None of the above considerations appears substantiated in the record before Us. Nor are they sufficient to warrant
deviating from the rule as to the decision rendered by the Court of First Instance becoming final upon the expiration of
the period to appeal or file a petition for review without the appeal having been perfected, or the petition for review
having been filed within said period. More specifically, petitioners' third consideration to the effect that they cannot be
declared in default because there was a timely motion to dismiss filed still to be resolved, deserves scant
consideration. As admitted by petitioners, 3 said motion to dismiss did not contain any notice of time and place of
hearing, and the notice of hearing was directed to the Clerk of Court of Municipal Court of Tigaon, Camarines Sur,
and merely states that the same be submitted for resolution of the Honorable Court upon receipt hereof. For failing to
comply with the requirement of Sections 4, 5, and 6 of Rule 15 of the Rules of Court, 4 the motion is fatally defective.

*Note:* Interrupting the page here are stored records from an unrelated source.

PR #472, opened 2018-04-04
Split email verification address to it's own line

cbwebdevelopment:
What it says.  See https://trello.com/c/67H081EV for details


cbwebdevelopment:
[Put the email address on its own line so it doesn't get split.](https://trello.com/c/67H081EV/356-put-the-email-address-on-its-own-line-so-it-doesnt-get-split)

PR #481, opened 2018-05-20
Display date range when using browser print functionality

rspier:
Tweak the CSS so that the current date range is visible in the @print media renderer.  This is a stop-gap until there are proper print views for all visualizations.


rspier:
@cbwebdevelopment

cbwebdevelopment:
[Display date range when using browser print functionality](https://trello.com/c/OKhvKFnN/422-display-date-range-when-using-browser-print-functionality)

rspier:
Thanks!

PR #482, opened 2018-05-25
Add a Dismiss option to the Tidepool Uploader launch popup

courtenayhuffman:


courtenayhuffman:
[Add a Dismiss option to the Tidepool Uploader launch popup](https://trello.com/c/XstB6XTv/398-add-a-dismiss-option-to-the-tidepool-uploader-launch-popup)

app/components/patientcard/patientcard.js
```diff
@@ -203,7 +203,7 @@ var PatientCard = React.createClass({
       <div>
         <div className="ModalOverlay-content">{"Are you sure you want to leave this person's Care Team? You will no longer be able to view their data."}</div>
         <div className="ModalOverlay-controls">
-          <button className="PatientInfo-button PatientInfo-button--secondary" type="button" onClick={this.overlayClickHandler}>Cancel</button>
+          <button className="PatientInfo-button PatientInfo-button--secondary" type="button" onClick={this.modalDismissHandler}>Cancel</button>
```
cbwebdevelopment: This breaks, because the `overlayClickHandler` method below hasn't been renamed to `modalDismissHandler` (it should be).

app/components/patientcard/patientcard.js
```diff
@@ -220,7 +220,7 @@ var PatientCard = React.createClass({
   },
 
   renderUploadOverlay: function() {
-    return <UploadLaunchOverlay overlayClickHandler={()=>{this.setState({showUploadOverlay: false})}}/>
+    return <UploadLaunchOverlay modalDismissHandler={()=>{this.setState({showUploadOverlay: false})}}/>
```
cbwebdevelopment: After renaming the `overlayClickHandler` method  to `modalDismissHandler`, I'd suggest cleaning this duplicated up to use the instance method instead of re-creating the handler:
```
return <UploadLaunchOverlay modalDismissHandler={this.modalDismissHandler}/>
```

app/components/uploadlaunchoverlay/uploadlaunchoverlay.less
```diff
@@ -39,10 +39,18 @@
...
   font-size: @font-size-small;
   font-weight: lighter;
 }
+
+.uploadDismiss {
+  font-size: 30px;
+  font-weight: 500;
+  float: right;
+  color: #6d6d6d;
+  padding-right: 5px;
```
cbwebdevelopment: The hover style is somewhat incomplete:
image

Let's remove the underline on hover, and set the cursor to use a pointer;  I've also, in the example below, used absolute positioning instead of floats/padding, which is more predictable.

I think we should rename the class and move this to `modaloverlay.less`, as I could see this being useful for other modals at some point:
```
.ModalOverlay-dismiss {
  font-size: 30px;
  font-weight: 500;
  color: #6d6d6d;
  cursor: pointer;
  position: absolute;
  top: 16px;
  right: 20px;

  &:hover {
    text-decoration: none;
  }
}
```

You will also need to change the `uploadDismiss` classname in the corresponding components and tests (`uploadlaunchoverlay.js` and `uploadlaunchoverlay.test.js`).

courtenayhuffman:
Ready for PR review again :)

PR #487, opened 2018-06-06
Fix login and share page errors when a shared account is missing a profile

cbwebdevelopment:
See https://trello.com/c/4lnTETQg for details


krystophv:
[Cannot log in to Jill Jellyfish account](https://trello.com/c/4lnTETQg/413-cannot-log-in-to-jill-jellyfish-account)

PR #490, opened 2018-06-14
Fix issue where weekly chart date was set to the next day when switching from daily

cbwebdevelopment:
See https://trello.com/c/Jpi5YurW for details.

Related PR:
tidepool-org/tideline#345


cbwebdevelopment:
[% Automode Widget Weekly view is inaccurate when there is less than 14 days of data in the viewed range.](https://trello.com/c/Jpi5YurW/416-automode-widget-weekly-view-is-inaccurate-when-there-is-less-than-14-days-of-data-in-the-viewed-range)

PR #830, opened 2020-10-01
Fix for broken production config stemming from webpack html plugin bump

cbwebdevelopment:
Thanks for finding the fix so quick @krystophv
Just wrapped it up in a PR for your review


krystophv (approved):
LGTM 👍

PR #832, opened 2020-10-07
[WEB-54] Custom Basics date ranges

cbwebdevelopment:
See [WEB-54]

Implements a custom date range picker on the basics view via a calendar icon beside the dates.  Similar to the implementation of the print view date dialog, we have a 90-day limit, and identical defaults/presets to the print view to facilitate a 1:1 experience.

Supporting PR: tidepool-org/tideline#408

[WEB-54]: https://tidepool.atlassian.net/browse/WEB-54

### DIFF
--- a/.nlu.example.json
+++ b/.nlu.example.json
@@ -18,6 +18,7 @@
     "/.git/"
   ],
   "list": [
+    "blip",
     "tidepool-platform-client",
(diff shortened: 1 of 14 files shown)


thacherhussain (approved):
LGTM 🦄

PR #833, opened 2020-10-08
Replace nlu linking by leveraging webpack aliases

cbwebdevelopment:
I felt there may be a better way to manage local npm linking than NLU.  The main thing I like about NLU is that links are managed in a declarative fashion.  It did have 3 shortcomings, IMO, though:

1. It doesn't work for Windows -- no biggie, but...
2. It was still kind of slow when linking/unlinking via `nlu run`
3. Because the config file was JSON, we couldn't just comment out packages, but had to manually add and remove them.  Who wants to type ?!?

I came across this article: https://medium.com/@tnrich_29519/a-better-alternative-to-npm-yarn-link-for-the-front-end-667f03d497a6, which advocated for leveraging webpack aliases for this, and it seems to work great in my testing. 

It solves all 3 shortcomings, and I've set it up in a way that will only add these aliases if we're running in `DEV` mode, which I think is ideal, since we obviously don't want it for `PRD` builds, and we don't need to forget to unlink when running unit tests.

Looking for feedback.


cbwebdevelopment:
Just to note: I initially had missed some local changes to the example file in my initial commit for the PR

webpack.config.js
```diff
@@ -10,11 +10,15 @@ const terser = require('terser');
 const fs = require('fs');
 const pkg = require('./package.json');
 const cp = require('child_process');
+const optional = require('optional');
 
 const isDev = (process.env.NODE_ENV === 'development');
 const isTest = (process.env.NODE_ENV === 'test');
 const isProd = (process.env.NODE_ENV === 'production');
 
+const linkedPackages = isDev ? optional('./config/linked-packages').packages || {} : {};
```
krystophv, line 19: Should this be:
```suggestion
const linkedPackages = (isDev || isTest) ? optional('./config/linked-packages').packages || {} : {};
```
to handle the case that a unit test's success depends on changes in a locally linked and yet unpublished package?

krystophv: Actually, I see that will probably have implications on the CI servers. Perhaps we could use a `isCI` check? Not sure if that's adding too much complexity though.

cbwebdevelopment: Well, in my description, I noted that I'd initially excluded TEST on purpose.  I suppose I'm good either way though.  What I wanted to avoid, and what has happened, is having tests pass, then having them fail in CI since the dependancy wasn't published.

That's just my workflow, though -- I like to get the tests working in the linked package, then publish and run the test-watcher in `blip`.

I'll commit the suggestion.  Makes sense to have it allow for the workflow you've outlined

cbwebdevelopment: Ah, you're right about the CI issue.  And I've already committed the suggestion while you were typing!  Let me look into the CI check option.  Otherwise, we could add a secondary means of running the tests with the linked packages, but not by default, which may be less flaky than whatever CI check I come up with.

Thoughts?

cbwebdevelopment: Actually, I don't think it would be an issue, since the linked-packages.js file is excluded from VC, and would not be present in CI builds, and would thus just spread an empty object into the aliases as intended.

Gonna revert my revert :)

cbwebdevelopment: Tests passing in CI (build is not finished as of time of writing this, but the `npm test` portion has) with latest commit.  I think we're good on this front.

krystophv: Cool, seems good to me. If forgetting to publish packages becomes a common issue, then we can look into ways to solve it (whether that's moving to local/linked-specific testing `npm scripts` or something else).

cbwebdevelopment: It's honestly not a problem for me, and it would only result a failed CI build.  I have seen interns trip over it, so that's all I had in mind -- kind of avoiding that scenario for those who may not be mindful of it.

After giving it some thought, I see no real downside to it. and could be seen as a convenience at times.

krystophv (approved):
LGTM 🚀

thacherhussain (approved):
LGTM 🦄

PR #835, opened 2020-10-09
[WEB-54] Set basics dates default extent size to 14 days, and send metrics on date changes

cbwebdevelopment:
Some additional requirements stemming from the comments on [WEB-54]

Default dates for basics is now the latest 14 days to match the new print view defaults.

As well, added a kissmetric event to track date changes, and a note regarding the 90 days max custom range.

[WEB-54]: https://tidepool.atlassian.net/browse/WEB-54


thacherhussain (approved):
LGTM 🦄

PR #841, opened 2020-10-15
[WEB-1064] Fix for double clicking datums on BG Log not navigating to correct date in Daily

cbwebdevelopment:
See [WEB-1064] 

Basicslly, the BG Log view was sending the date as a UTC timestamp, but the handler for switching to Daily was only working when the provided datetime was an ISO string.  The handler now works with both formats.

[WEB-1064]: https://tidepool.atlassian.net/browse/WEB-1064


thacherhussain (approved):
LGTM 🦄

PR #843, opened 2020-10-20
[WEB-993] Add option to exclude days with no boluses from basics calendar aggregations and stats

cbwebdevelopment:
See [WEB-993]

This amalgamates the Basal bolus stat with the total insulin stat (as outlined in comments in Jira ticket), and adds a checkbox to exclude days without boluses in the Basics date range from chart aggregations and those stats.

When checked, it will also cause the calendar days to adopt the 'out of range' styling in both the web and print.  The calculations will also be affected in the copy-to-text output, and will have a note added regarding the omission of empty bolus days.

Goes with:
tidepool-org/viz#234
tidepool-org/tideline#409

[WEB-993]: https://tidepool.atlassian.net/browse/WEB-993


test/unit/pages/patientdata.test.js
```diff
@@ -2791,6 +2853,39 @@ describe('PatientData', function () {
...
+  describe('toggleDaysWithoutBoluses', () => {
+    let wrapper;
+    let instance;
+
+    beforeEach(() => {
+      wrapper = shallow(<PatientData.WrappedComponent {...defaultProps} />);
+      instance = wrapper.instance();
+    });
+
+    it('should call `updateChartPrefs with the `excludeDaysWithoutBolus` chartPrefs state toggled', () => {
```
krystophv, line 2865:
```suggestion
    it('should call `updateChartPrefs` with the `excludeDaysWithoutBolus` chartPrefs state toggled', () => {
```

krystophv (approved):
LGTM 👍

PR #844, opened 2020-10-22
[WEB-981] Pre-open a PDF window async data fetch is required

cbwebdevelopment:
Small fix required for [WEB-981], where in scenarios that an async data fetch was required prior to generating a PDF report, the print window would be blocked by the browser's popup blocker.

The solution is to open the new window BEFORE sending the request for earlier data, and then updating the `location.href` of it once the data is received and the PDF is ready.  We show a short message in the new blank window while the user waits.

In cases where this pre-fetching is not required, the workflow has not been updated.  It will stay on the print modal until the processing is complete, and then open the new tab.

While implementing this fix, I also noticed some inconsistencies on hover states and flex positioning within the updated header bar, so I've cleaned up some styles as well.

[WEB-981]: https://tidepool.atlassian.net/browse/WEB-981

### DIFF
--- a/app/components/chart/header.js
+++ b/app/components/chart/header.js
@@ -4,8 +4,8 @@ import React, { Component } from 'react';
 import cx from 'classnames';
 import { translate } from 'react-i18next';
 import DateRangeRoundedIcon from '@material-ui/icons/DateRangeRounded';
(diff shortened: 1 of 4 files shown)


thacherhussain (approved):
LGTM 🦄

It is a mere scrap of paper which should not be accepted for filing, and even if filed, it is not entitled to judicial
cognizance, for it presents no question or matter which the Court can decide or consider. 5
Petitioners having categorically admitted to have failed to timely file a petition for review, for purposes of appeal, to
respondent Court of Appeals, from the Adverse decision of the Court of First Instance of Camarines Sur, the Court of
Appeals committed no error in dismissing petitioners' petition for review. It is beyond question that the perfection of
an appeal, or the filing of petition for review, within the statutory or reglementary period is mandatory and
jurisdictional; and that failure to so perfect an appeal renders final and executory the questioned decision and deprives
the appellate court of jurisdiction to entertain the appeal. 6 The lapse of the appeal period deprives the courts of
jurisdiction to alter the final judgment, and the prevailing party becomes entitled as a matter of right to its execution,
and for the court, it becomes its ministerial duty to order the execution of judgment.
This doctrine is based upon a fundamental public policy that litigants should know exactly when they may obtain
execution and consider the case terminated and hence, a strict observance of the reglementary period within which to
exercise the statutory right of appeal has been considered as absolutely indispensable to the prevention of needless
delays and to the orderly and speedy discharge of judicial business. 7
WHEREFORE, the resolution of the Court of Appeals of August 21, 1974 is affirmed and the instant petition for
review by way of certiorari is hereby dismissed. Without pronouncement as to costs.